◆ WHAT TO PRODUCE
Make an exact copy of all the entries shown below.

Saved entries:
Issue #99, opened 2026-08-08
Tier-2 differential decode cannot gate anything, and a green CI does not say so


jloutsch:
> **Next step: talk to jhowell.** Decided 2026-08-07. Before building any of
> the workarounds below, ask upstream directly — the code is already GPL v3 and
> the ask is narrow. A yes turns tier-2 into an ordinary CI gate and makes most
> of the options here unnecessary; a no costs one forum post and leaves things
> exactly as they are. Draft message at the bottom of this issue.

Noticed while reviewing #91, which cited "tier-2 passes (43 tests)" as evidence nothing was broken. That was true as a local run, but tier-2 is not a standing gate and never has been.

## The state of it

- `.gitignore:72` excludes `tests/fixtures/vendor/*.zip`. Only `kfx_input_plugin.version.txt` is committed.
- With the zip absent, `tests/integration/test_kfxlib_diff.py` reports **32 skipped**.
- CI never supplies the zip, so those 32 skip on every run, on every PR, and have since the suite was added.

This is deliberate and documented — `CONTRIBUTING.md` → *Vendored kfxlib* says the plugin is "**not redistributed in this repository** — its license does not grant redistribution rights," and that "the test skips cleanly when the file is absent, so CI without it still passes."

So the constraint is real and committing the zip is not on the table. This issue is not "why isn't it committed."

## The actual problem

A green CI reads as "everything that can be checked was checked." For tier-2 that is false, and nothing in the output says otherwise — 32 skips scroll past in a log nobody reads line by line. The independent-provenance oracle described at the top of `test_kfxlib_diff.py` is the one designed to catch generation bugs that one decoder accepts and the other rejects, and it contributes nothing to any automated decision.

That is the same failure shape this repo keeps paying for: a check that looks installed and healthy while reporting nothing. #92 disabled a Previewer probe for exactly this reason, and #98 hit it twice more — a heredoc-fed script that exited 0 having done nothing, and a fetch that returned `unknown` on every scheduled run while working by hand.

The risk is not that tier-2 is unavailable. It is that its absence is invisible.

## Options, none obviously right

1. **Make the skip loud.** CI prints a prominent "tier-2 DID NOT RUN — differential decode unverified" line, or reports a neutral (not green) status check. Cheapest, changes no coverage, removes the false impression.
[...]

PR #106, opened 2026-08-21
test: assert the symbol-catalog invariant that actually matters (#91)

### LINKED ISSUE #91: Previewer 3.106 emits YJ_symbols max_id 844; installed kfxlib knows 843

jloutsch:
Closes #91.

## What #91 asked, and the answers

**1. Does a KFX Input newer than 2.33.0 / `kfxlib` 20260520 exist that knows symbol 844?**

No. Answered in the issue thread: 2.33.0 is the newest release on jhowell's MobileRead thread, so upstream is the one lagging Amazon, not us. The GitHub mirror that looked like a way to check is ~a year stale (2.25.0 / `20250519`). #98 added the plugin-index drift watch so the next release is noticed on a schedule rather than by hand.

**2. Does the new symbol matter to `kfxlib_minimal`'s audit table?**

Yes, but not in the direction the issue assumed. Re-measuring against the pinned zip shows the audit table was recording the wrong quantity.

## The measurement

| | symbols | ids | declared `max_id` |
|---|---|---|---|
| `kfxlib_minimal` (ours) | 842 | `$10`–`$851` | 842 |
| `kfxlib` 20260520 (pinned upstream) | 843 | `$10`–`$852` | 843 |
| Kindle Previewer 3.106 output | 844 | — | 844 (`+9=853`) |

The README recorded the drift as *"13 catalog symbols behind (`$835`–`$846`, `$851`)"*. Those 13 entries differ from upstream's **only by a trailing `?`** — an annotation meaning "this id exists but has never been observed in real content". `ion_symbol_table.py:266` strips it on load, so `$835?` and `$835` are the same symbol at the same id. No effect on encoding or decoding. The recorded drift was an artifact of diffing source strings.

The one real difference is table length, and it is one entry, which is itself an unnamed placeholder.

## Why the length is deliberately left alone

`StandardSymbolTable` imports the shared table with `max_id = len(YJ_SYMBOLS.symbols)` — 842. Every reader truncates its own copy to that length (`ion_symbol_table.py:203`), so ids kfxgen emits resolve identically on a device whose table is longer. Confirmed locally: the emitted import is `YJ_symbols version 10 max_id 842`.

Bumping to 843 would shift every local symbol id by one (locals start after the imported range) and rewrite every generated file, in exchange for a placeholder kfxgen never emits. Against a format whose only real verification is a device sideload, not worth it.

## What this PR adds

The assumption holding all of the above together — *upstream only ever appends; our prefix is identical* — was untested. If Amazon renamed or renumbered an id inside the range we already declare, every `$NNN` kfxgen emits would silently mean something else, and nothing would catch it.

`test_yj_symbol_catalog_is_prefix_of_upstream` (tier-2) asserts the prefix property: same table name and version, our length `<=` upstream's, identical names for every id we declare.

Asserting a prefix rather than a symbol count is the point. Amazon appends to this table as firmware evolves, so a count assertion would fail on every upstream release while telling us nothing. This one stays quiet through appends and fires only on the change that would corrupt output.

## Verification

- Mutation-tested: renaming one entry in our catalog fails with `First offenders: [(77, 'renamed_by_amazon', '$77')]`; revert passes.
- 46 tier-2 tests pass with the vendored zip present (45 existing + 1 new).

◆ OUTPUT FOR THIS EXERCISE
Issue #99, opened 2026-08-08
Tier-2 differential decode cannot gate anything, and a green CI does not say so


jloutsch:
> **Next step: talk to jhowell.** Decided 2026-08-07. Before building any of
> the workarounds below, ask upstream directly — the code is already GPL v3 and
> the ask is narrow. A yes turns tier-2 into an ordinary CI gate and makes most
> of the options here unnecessary; a no costs one forum post and leaves things
> exactly as they are. Draft message at the bottom of this issue.

Noticed while reviewing #91, which cited "tier-2 passes (43 tests)" as evidence nothing was broken. That was true as a local run, but tier-2 is not a standing gate and never has been.

## The state of it

- `.gitignore:72` excludes `tests/fixtures/vendor/*.zip`. Only `kfx_input_plugin.version.txt` is committed.
- With the zip absent, `tests/integration/test_kfxlib_diff.py` reports **32 skipped**.
- CI never supplies the zip, so those 32 skip on every run, on every PR, and have since the suite was added.

This is deliberate and documented — `CONTRIBUTING.md` → *Vendored kfxlib* says the plugin is "**not redistributed in this repository** — its license does not grant redistribution rights," and that "the test skips cleanly when the file is absent, so CI without it still passes."

So the constraint is real and committing the zip is not on the table. This issue is not "why isn't it committed."

## The actual problem

A green CI reads as "everything that can be checked was checked." For tier-2 that is false, and nothing in the output says otherwise — 32 skips scroll past in a log nobody reads line by line. The independent-provenance oracle described at the top of `test_kfxlib_diff.py` is the one designed to catch generation bugs that one decoder accepts and the other rejects, and it contributes nothing to any automated decision.

That is the same failure shape this repo keeps paying for: a check that looks installed and healthy while reporting nothing. #92 disabled a Previewer probe for exactly this reason, and #98 hit it twice more — a heredoc-fed script that exited 0 having done nothing, and a fetch that returned `unknown` on every scheduled run while working by hand.

The risk is not that tier-2 is unavailable. It is that its absence is invisible.

## Options, none obviously right

1. **Make the skip loud.** CI prints a prominent "tier-2 DID NOT RUN — differential decode unverified" line, or reports a neutral (not green) status check. Cheapest, changes no coverage, removes the false impression.
[...]

PR #106, opened 2026-08-21
test: assert the symbol-catalog invariant that actually matters (#91)

### LINKED ISSUE #91: Previewer 3.106 emits YJ_symbols max_id 844; installed kfxlib knows 843

jloutsch:
Closes #91.

## What #91 asked, and the answers

**1. Does a KFX Input newer than 2.33.0 / `kfxlib` 20260520 exist that knows symbol 844?**

No. Answered in the issue thread: 2.33.0 is the newest release on jhowell's MobileRead thread, so upstream is the one lagging Amazon, not us. The GitHub mirror that looked like a way to check is ~a year stale (2.25.0 / `20250519`). #98 added the plugin-index drift watch so the next release is noticed on a schedule rather than by hand.

**2. Does the new symbol matter to `kfxlib_minimal`'s audit table?**

Yes, but not in the direction the issue assumed. Re-measuring against the pinned zip shows the audit table was recording the wrong quantity.

## The measurement

| | symbols | ids | declared `max_id` |
|---|---|---|---|
| `kfxlib_minimal` (ours) | 842 | `$10`–`$851` | 842 |
| `kfxlib` 20260520 (pinned upstream) | 843 | `$10`–`$852` | 843 |
| Kindle Previewer 3.106 output | 844 | — | 844 (`+9=853`) |

The README recorded the drift as *"13 catalog symbols behind (`$835`–`$846`, `$851`)"*. Those 13 entries differ from upstream's **only by a trailing `?`** — an annotation meaning "this id exists but has never been observed in real content". `ion_symbol_table.py:266` strips it on load, so `$835?` and `$835` are the same symbol at the same id. No effect on encoding or decoding. The recorded drift was an artifact of diffing source strings.

The one real difference is table length, and it is one entry, which is itself an unnamed placeholder.

## Why the length is deliberately left alone

`StandardSymbolTable` imports the shared table with `max_id = len(YJ_SYMBOLS.symbols)` — 842. Every reader truncates its own copy to that length (`ion_symbol_table.py:203`), so ids kfxgen emits resolve identically on a device whose table is longer. Confirmed locally: the emitted import is `YJ_symbols version 10 max_id 842`.

Bumping to 843 would shift every local symbol id by one (locals start after the imported range) and rewrite every generated file, in exchange for a placeholder kfxgen never emits. Against a format whose only real verification is a device sideload, not worth it.

## What this PR adds

The assumption holding all of the above together — *upstream only ever appends; our prefix is identical* — was untested. If Amazon renamed or renumbered an id inside the range we already declare, every `$NNN` kfxgen emits would silently mean something else, and nothing would catch it.

`test_yj_symbol_catalog_is_prefix_of_upstream` (tier-2) asserts the prefix property: same table name and version, our length `<=` upstream's, identical names for every id we declare.

Asserting a prefix rather than a symbol count is the point. Amazon appends to this table as firmware evolves, so a count assertion would fail on every upstream release while telling us nothing. This one stays quiet through appends and fires only on the change that would corrupt output.

## Verification

- Mutation-tested: renaming one entry in our catalog fails with `First offenders: [(77, 'renamed_by_amazon', '$77')]`; revert passes.
- 46 tier-2 tests pass with the vendored zip present (45 existing + 1 new).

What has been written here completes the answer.